I've been sitting on this for a while because it's a tough piece to fully grasp.
Quote:
Love's best a past tense romance. Remember that.
Any ember fanned expands dreadfully; potential to entrance;
Damned.
|
I really liked what you did with bits of assonance here. The long vowels over and over again set a tone. I understand what you were going for, meaning-wise, but the wording wasn't as crisp as it could have been, and the metaphorical imagery felt a bit one-off on the "ember" line. You never went back to it, so it because it's own thing, a half-life image that had the potential to be more.
Quote:
A collapse as elegant as ever, scrap the leavening,
enhancing reverie like youth face against a window pane.
Vindicate your instincts. Stay in sync with the cyclic trite-ness.
Her shimmering vibrance. Its guidance reaching at horizons.
(we'll sail to no avail).
|
This part also had some cool sounds and good words. "Leavening" and "reverie" were nice slant-rhymes. But your two end rhymes didn't work as well. And again, the wording was a bit off, particularly "like youth face against a window pane." There are a few really strong beginnings to metaphors that never come full circle.
Quote:
Such is life, a visceral vice grip.
Siphon substance from the Midas touch to ink wells.
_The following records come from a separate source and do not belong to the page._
PR #452, opened 2024-12-26
DT-875 Fix issue with private property in constructor

ErnestoLoma:


Aryamanz29 (approved):
Correct, I forgot to update this (it was previously a public field). 🤦 

LGTM, thanks!

PR #454, opened 2024-12-26
 FT-842: Enabled the use of `Retry-After` header value for handling rate-limit retries

Aryamanz29:
https://atlanhq.atlassian.net/browse/FT-821?focusedCommentId=312475


ErnestoLoma (approved):
Wow that was easy. I guess it is a standard.

PR #458, opened 2024-12-30
FT-843: Implement GET operation that takes a list of attributes and relationships

vaibhavatlan:
Breaking Change:
- Changed the default setting of `ignore_relationships = False` to `ignore_relationships = True`

Features: 
- Added `attribute` and `relationships_attributes` params in `AssetClient.get_by_qualified_name()` and  `AssetClient.get_by_guid() ` which uses `fluent search`  and not the default raw api call


pyatlan/client/asset.py
```diff
@@ -366,15 +368,50 @@ def get_by_qualified_name(
...
             "ignoreRelationships": ignore_relationships,
         }
+        if (attributes and len(attributes)) or (
+            relationships_attributes and len(relationships_attributes)
+        ):
+            client = AtlanClient.get_default_client()
+            search = (
+                FluentSearch()
+                .select()
+                .where(CompoundQuery.active_assets())
```
Aryamanz29, line 392: - Can you please verify whether the `GET_ENTITY_BY_UNIQUE_ATTRIBUTE` API endpoint returns only `ACTIVE` assets? If it does, then adding `.where(CompoundQuery.active_assets())` is correct. Otherwise, if it returns both `ACTIVE` and `DELETED` assets, we should avoid adding this as it would result in a different response.

pyatlan/client/asset.py
```diff
@@ -366,15 +368,50 @@ def get_by_qualified_name(
...
+                .where(Asset.QUALIFIED_NAME.eq(qualified_name))
+            )
+            if attributes:
+                for attribute in attributes:
+                    search = search.include_on_results(attribute)
+            if relationships_attributes:
+                for relation_attribute in relationships_attributes:
+                    search = search.include_on_relations(relation_attribute)
```
Aryamanz29, line 400: I believe we can remove the redundant `if` conditions:  
```python
if attributes:
...

if relationships_attributes:
...
```

This is because we already have a check above:  
```python
if (attributes and len(attributes)) or (
        relationships_attributes and len(relationships_attributes)
    ):
    ...
```

pyatlan/client/asset.py
```diff
@@ -406,13 +445,45 @@ def get_by_guid(
...
             "ignoreRelationships": ignore_relationships,
         }
+        if (attributes and len(attributes)) or (
+            relationships_attributes and len(relationships_attributes)
+        ):
+            client = AtlanClient.get_default_client()
+            search = (
+                FluentSearch()
+                .select()
+                .where(CompoundQuery.active_assets())
```
Aryamanz29, line 467: - Can you please verify whether the `GET_ENTITY_BY_GUID ` API endpoint returns only `ACTIVE` assets? If it does, then adding `.where(CompoundQuery.active_assets())` is correct. Otherwise, if it returns both `ACTIVE` and `DELETED` assets, we should avoid adding this as it would result in a different response.

pyatlan/client/asset.py
```diff
@@ -406,13 +445,45 @@ def get_by_guid(
...
+                .where(Asset.GUID.eq(guid))
+            )
+            if attributes:
+                for attribute in attributes:
+                    search = search.include_on_results(attribute)
+            if relationships_attributes:
+                for relation_attribute in relationships_attributes:
+                    search = search.include_on_relations(relation_attribute)
```
Aryamanz29, line 475: I believe we can remove the redundant `if` conditions:  
```python
if attributes:
...

if relationships_attributes:
...
```

This is because we already have a check above:  
```python
if (attributes and len(attributes)) or (
        relationships_attributes and len(relationships_attributes)
    ):
    ...
```

pyatlan/client/asset.py
```diff
@@ -357,7 +357,9 @@ def get_by_qualified_name(
         qualified_name: str,
         asset_type: Type[A],
         min_ext_info: bool = False,
-        ignore_relationships: bool = False,
+        ignore_relationships: bool = True,
+        attributes: Optional[List[str]] = None,
+        relationships_attributes: Optional[List[str]] = None,
```
Aryamanz29, line 362: I think we should update the type to:  

```python
attributes: Optional[Union[List[str], List[AtlanField]]] = None
relationships_attributes: Optional[Union[List[str], List[AtlanField]]] = None
```

This change reflects that the parameters can accept either a string or a search field as input, for example:  

```python
"name"  
Asset.NAME
```

pyatlan/client/asset.py
```diff
@@ -396,7 +433,9 @@ def get_by_guid(
         guid: str,
         asset_type: Type[A] = Asset,  # type: ignore[assignment]
         min_ext_info: bool = False,
-        ignore_relationships: bool = False,
+        ignore_relationships: bool = True,
+        attributes: Optional[List[str]] = None,
+        relationships_attributes: Optional[List[str]] = None,
```
Aryamanz29, line 438: I think we should update the type to:  

```python
attributes: Optional[Union[List[str], List[AtlanField]]] = None
relationships_attributes: Optional[Union[List[str], List[AtlanField]]] = None
```

This change reflects that the parameters can accept either a string or a search field as input, for example:  

```python
"name"  
Asset.NAME
```

Aryamanz29 (changes requested):
Good progress!
Here are a few minor changes:

pyatlan/client/asset.py
vaibhavatlan: No it doesn't. Will remove .where(CompoundQuery.active_assets()).

pyatlan/client/asset.py
vaibhavatlan: No it doesn't. Will remove .where(CompoundQuery.active_assets()).

pyatlan/client/asset.py
vaibhavatlan: Removed

pyatlan/client/asset.py
vaibhavatlan: Removed

pyatlan/client/asset.py
vaibhavatlan: Got it. Changed

pyatlan/client/asset.py
vaibhavatlan: @Aryamanz29 
Encountered an issue when removing the `if` conditions:  
```python
if attributes:
...

if relationships_attributes:
...
```

It raised a `NoneType` error when either `attributes` or `relationships_attributes` was empty. Resolved it using the following approach:  
```python
for attribute in attributes or []:  # type: ignore[union-attr]
...

for relation_attribute in relationships_attributes or []:  # type: ignore[union-attr]
...
```

pyatlan/client/asset.py
vaibhavatlan: Encountered an issue when removing the `if` conditions:  
```python
if attributes:
...

if relationships_attributes:
...
```

It raised a `NoneType` error when either `attributes` or `relationships_attributes` was empty. Resolved it using the following approach:  
```python
for attribute in attributes or []:  # type: ignore[union-attr]
...

for relation_attribute in relationships_attributes or []:  # type: ignore[union-attr]
...
```

Aryamanz29 (approved):
LGTM!

Make sure when writing integration tests to check real-world scenarios (which I later fixed in my latest commits) ✅ 

For example, in your previous integration tests, you only tested for `[attributes=["name", "qualified_name"]` which misses cases for 🧪 

- `related_attributes`
- `attributes` (using `AtlanField`)
- `related_attributes` (using `AtlanField`)

PR #459, opened 2024-12-30
FT-864 Add logic for open telementry logging.

ErnestoLoma:


pyatlan/pkg/utils.py
```diff
@@ -12,6 +12,56 @@
...
+    )
+    from opentelemetry.sdk._logs import (  # type:ignore
+        LogData,
+        LoggerProvider,
+        LoggingHandler,
+    )
+    from opentelemetry.sdk._logs._internal.export import (  # type:ignore
+        BatchLogRecordProcessor,
+    )
+    from opentelemetry.sdk.resources import Resource  # type:ignore
```
Aryamanz29, line 28: Since this feature depends on the external library (`opentelemetry`), could we pin its version in our `requirements.txt`?

pyatlan/pkg/utils.py
```diff
@@ -117,3 +167,54 @@ def validate_connector_and_connection(v):
...
+            endpoint=os.getenv("OTEL_EXPORTER_OTLP_ENDPOINT"), insecure=True
+        )
+        logger_provider.add_log_record_processor(
+            CustomBatchLogRecordProcessor(otel_log_exporter)
+        )
+
+        otel_handler = LoggingHandler(level=level, logger_provider=logger_provider)
+        otel_handler.setLevel(level)
+        logger.addHandler(otel_handler)
+        logger.info("OpenTelemetry handler added to the logger.")
```
Aryamanz29, line 220: Do we need to update `Renderers.pkl` in the `Java SDK` as well (especially to include these new methods in the Python imports), since we’ll be using the `.pkl-based` toolkit to render the custom package? 🤔 

For example: https://github.com/atlanhq/atlan-java/blob/5c116422f231ebb1efa99bcfaf053100f72c2d2c/package-toolkit/config/src/main/resources/Renderers.pkl#L366

pyatlan/pkg/utils.py
Aryamanz29: Got it! 
By default, we don’t provide `opentelemetry` logging support for custom packages (please correct me if I'm wrong)

To enable it, users need to:

1. Install the `opentelemetry` library, which sets `OTEL_IMPORTS_AVAILABLE`.  
2. Import the `add_otel_handler` method and use it like this:  
   ```python
   add_otel_handler(logger, level, resource)
   ```  
   This will attach the new handler. ^^ ✅

ErnestoLoma: No @Aryamanz29. This library should not be in the requirements.txt for the pyatlan. That's why the imports are in a try block. Only the workflows need the libraries. They will be in the requirements.txt that is generated for the workflow along with pyatlan.

pyatlan/pkg/utils.py
ErnestoLoma: Yes I will update those to include the requisite imports in the requirements.txt and the invocation of `add_otel_handler` in the code.

Aryamanz29 (approved):
LGTM :rocket:

PR #464, opened 2025-01-02
FT-679 Modified find_by_type to use regular expression

ErnestoLoma:


Aryamanz29 (approved):
LGTM 🚀 
Tested locally, and it works as expected! ✅

PR #373, opened 2020-05-28
Fix docker version issues, bump k8s-1.17 micro and temporarily disable dontaudit on k8s-1.17

jean-edouard:


dhiller:
/lgtm
/hold

I guess you need to remove the temporary disablement.

jean-edouard:
@dhiller well it's not *that* temporary... It is there to ensure that no flaky test fails because of SELinux. The idea is to run tests with that for a few days to collect artifacts info and then revert the change. If that's not acceptable though, I can remove the commit.

dhiller:
> @dhiller well it's not _that_ temporary... It is there to ensure that no flaky test fails because of SELinux. The idea is to run tests with that for a few days to collect artifacts info and then revert the change. If that's not acceptable though, I can remove the commit.

OK, understood. SGTM. Still holding for pushing and updating image shas.

dhiller:
Meh, jobs are failing just due to quay outage :-(

rmohr:
Do we need the same for 1.18?

jean-edouard:
@rmohr which part?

Write a phrase. Scrap it, there's a devil in the details.
Better yet, split the hands webbings with epistles edge,
spread the fingers open, let them peel down the wrist in red.
|
Here's where the verse felt most focused on writing. Suddenly she became the words. But you missed the opportunity to draw the connection stronger by dropping the feminine wording. "Write a phrase. Scrap it, there's a devil in the details" is the best line of the verse.
Quote:
Never bring her hell until it settles back to embers men.
repeat
|
I didn't like this finish because it felt disconnected from the five lines quoted above. Again, you ditched the female imagery for a bit, wrote the strongest section of the verse and came back to the female imagery to close it. But at this point, it didn't make sense any more. Also, I'm not sure what "embers men" means.
This verse was interesting but sort of all over the place, which itself is interesting because it's so short. I like the attempt to go deeper, but streamlining abstractions (as paradoxical and oxymoronic as that sounds) is important in writing coherently.